九には、遠行憶念(おんぎょうおくねん)の恩
もし子、遠く行けば、帰りてその面(おもて)を見るまで、出でても入りてもこれを憶(おも)い、寝ても覚めても、これを憂う。
十には、究竟憐愍の恩
おのれ生きている間は、子の身に代わらんことを思い、己(おの)れ死にさりて後は、子の身を護(まも)らんことを願う。

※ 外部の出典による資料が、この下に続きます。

PR #4955, opened 2023-02-23
libsubprocess: drop FLUX_SUBPROCESS_EXEC_FAILED state

garlick:
Problem: the FLUX_SUBPROCESS_EXEC_FAILED state is not needed

This state is a terminal state that indicates that a remote `flux_exec()` call failed before a PID could be returned.  Other remote failures, before and after a PID is returned, are covered by FLUX_SUBPROCESS_FAILED, so the extra state seems to serve no purpose.

Drop the state and update users.

Also, fix logic surrounding a last-ditch SIGTERM sent to subprocesses on failure and improve unit testing on remote subprocess channels.

### DIFF
--- a/src/broker/runat.c
+++ b/src/broker/runat.c
@@ -179,7 +179,6 @@ static void state_change_cb (flux_subprocess_t *p,
 
     switch (state) {
         case FLUX_SUBPROCESS_INIT:
-        case FLUX_SUBPROCESS_EXEC_FAILED:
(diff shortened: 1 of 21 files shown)


garlick:
Repushed with a little test program instead of `socat(1)` as suggested by @grondo offline.

grondo (approved):
Great cleanup! LGTM!

PR #4959, opened 2023-02-23
flux-resource: suppress NGPUS on systems without GPUs

grondo:
This PR extends the `?:` prefix in the `OutputFormat` class to suppress columns in which all lines have a representation of zero in addition to suppressing all empty lines. This then allows use of `?:` in the `ngpus` column of `flux resource list`. Displaying an NGPUS column on systems without GPUs was identified as an important issue by at least one user.


garlick (approved):
Seems to have the desired effect on my gpuless test system!  LGTM

PR #4960, opened 2023-02-24
libsubprocess: rework internal logging

garlick:
This eliminates the calls to `flux_log()` inside libsubprocess, which is not appropriate in all cases.  It is replaced with an llog function callback, which has been used in the shell.

Since some log messages occur right when the subprocess is created, it would not work to have a "setter" on the subprocess object to set up the logging - that would be too late.  So rather than add logger parameters to `flux_rexec()` and friends, I added a single function `flux_set_default_subprocess_log()` that sets a log function and argument in the `flux_t` handle aux container.  Then when a subprocess or the subprocess server is created, it uses that if it was set.

A llog-compatible callback that logs to the broker is provided, and that is used in the broker-resident subprocess users for now.

The existing llog-compatible shell logger is used in the flux shell.

### DIFF
--- a/src/broker/broker.c
+++ b/src/broker/broker.c
@@ -409,6 +409,11 @@ int main (int argc, char *argv[])
     if (ctx.rank == 0 && execute_parental_notifications (&ctx) < 0)
         goto cleanup;
 
+    /* Set up internal logging for libsubprocesses.
+     */
+    if (flux_set_default_subprocess_log (ctx.h, flux_llog, ctx.h) < 0)
+        goto cleanup;
+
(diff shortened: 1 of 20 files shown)


garlick:
For some reason the change to subprocess logging in the flux shell was one of the shell tests to fail in CI.  Since that would have been a change in behavior for the shell (subprocess was not logging at all before) I dropped that commit for now.

grondo:
I thought I had approved this one but I guess I never submitted it. Let me take another look, but overall great cleanup and well needed!

grondo (approved):
Nice cleanup, LGTM!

昔はそんなものかと聞いていた内容が本当にそのとおりだな~と思い知らされますね。
特に遠行憶念はそのとおりで朝に昼に夜にどうだろうと思っているな~。
倒れて頭打ってないかとか心配になってしまう。
本経は偽経であると言われており、現在の中国ではあまり流布していないようです。
ただし、その内容自体を否定する必要はありません。
仏教第一
親に孝行
人には親切
(稲垣瑞劔先生)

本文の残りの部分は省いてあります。